Arsenal-Coach Arsene Wenger: Geplatzten Transfer von Cristiano Ronaldo bereue ich am meisten

Arsenal stand 2003 kurz vor der Verpflichtung Cristiano Ronaldos, doch der Deal scheiterte am Geld. Trainer Arsene Wenger bereut dies nun sehr.

Der scheidende Arsenal-Trainer Arsene Wenger hat zugegeben, dass er den verpassten Transfer von Superstar Cristiano Ronaldo am meisten bereut.

"Wenn ich an einen Spieler denke, den ich nicht unter Vertrag nehmen konnte, dann muss ich an Cristiano Ronaldo denken", erklärte Wenger auf der Klubwebseite der Gunners.

CR7 stand kurz vor Arsenal-Wechsel

Demnach war CR7 "bereits mit seiner Mutter hier und es sah sehr gut aus. Dann kam United ins Spiel und sie hatten damals [Ronaldos Landsmann] Carlos Queiroz als [Co-]Trainer", erinnerte sich Wenger.

Statt zu den Gunners wechselte Ronaldo im Sommer 2003 also für rund 19 Millionen Ablöse von Sporting Lissabon zu Manchester United und reifte dort zum Weltstar.

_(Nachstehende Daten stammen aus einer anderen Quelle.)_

PR #5507, opened 2023-02-21
[Strings] Add hashing and equality support for strings

kripken:
This is enough to test RSE.

### DIFF
--- a/src/wasm/literal.cpp
+++ b/src/wasm/literal.cpp
@@ -432,6 +432,15 @@ bool Literal::operator==(const Literal& other) const {
       assert(func.is() && other.func.is());
       return func == other.func;
     }
+    if (type.isString()) {
+      if (!gcData && !other.gcData) {
+        return true;
+      }
+      if (!gcData || !other.gcData) {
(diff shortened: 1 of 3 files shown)


src/wasm/literal.cpp
```diff
@@ -432,6 +432,15 @@ bool Literal::operator==(const Literal& other) const {
...
     }
+    if (type.isString()) {
+      if (!gcData && !other.gcData) {
+        return true;
+      }
+      if (!gcData || !other.gcData) {
+        return false;
+      }
+      return gcData->values == other.gcData->values;
+    }
```
tlively, line 443: Null `gcData` is only allowed when the type is a reference to bottom, so we don't need to handle it here.

```suggestion
    if (type.isString()) {
      return gcData->values == other.gcData->values;
    }
```

tlively (approved):
LGTM % comment.

src/wasm/literal.cpp
kripken: Good catch!

PR #5509, opened 2023-02-22
feat(asyncify): allow importing asyncify.get_state from the module

lbguilherme:
It is currently not possible to read the asyncify state from inside the module. It should be possible to "import" asyncify.get_state for that.


kripken (commented):
Makes sense to add this. Please just add a test for it. Looks like the best place might be `test/lit/passes/asyncify_enable-multivalue.wast`.

PR #5512, opened 2023-02-22
[wasm-ctor-eval] Add v128 load/store support

kripken:


scripts/update_lit_checks.py
```diff
@@ -40,6 +40,11 @@
 ALL_ITEMS = '|'.join(['type', 'import', 'global', 'memory', 'data', 'table',
                       'elem', 'tag', 'export', 'start', 'func'])
 ITEM_NAME = r'\$?[^\s()]*|"[^\s()]*"'
+# FIXME: This does not handle nested string contents. For example,
+#  (data (i32.const 10) "hello(")
+# will look unterminated, due to the '(' inside the string. As a result, the
+# code below will consider more elements after the |data| to be part of it,
+# until it sees enough closing ')' symbols.
```
tlively, line 47: I wonder if it would be worth escaping parentheses in strings to work around this.

Something I've idly thought about is whether it would be possible to rewrite this script in C++ using the new wat parser rather than leaning so heavily on regexes. That would avoid problems like this.

tlively (approved):

PR #5513, opened 2023-02-22
[Fuzzer] Simplify the hang limit mechanism

kripken:
Previously the idea was that we started with `HANG_LIMIT = 10` or so, and we'd decrement
it by one in each potentially-recursive call and loop entry. When we reached 0 we'd start
to unwind the stack. Then, after we unwound it all the way, we'd reset `HANG_LIMIT` before
calling the next export.

That approach adds complexity that each "execution wrapper", like for JS or for `--fuzz-exec`,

Ronaldo und Henry in einem Team bei Arsenal möglich

"Man stelle sich vor, wie es gewesen wäre, Ronaldo und Thierry Henry in einem Team zu haben. Das hätte die Geschichte meiner Ära hier sicherlich verändert", haderte der Coach.

Dass der Transfer am Ende scheiterte, habe vor allem am Geld gelegen. "Wir waren bei einer Ablöse von fünf Millionen Euro, und dann kam plötzlich United mit 19 Millionen Euro. Das konnten wir damals nicht zahlen", so Wenger.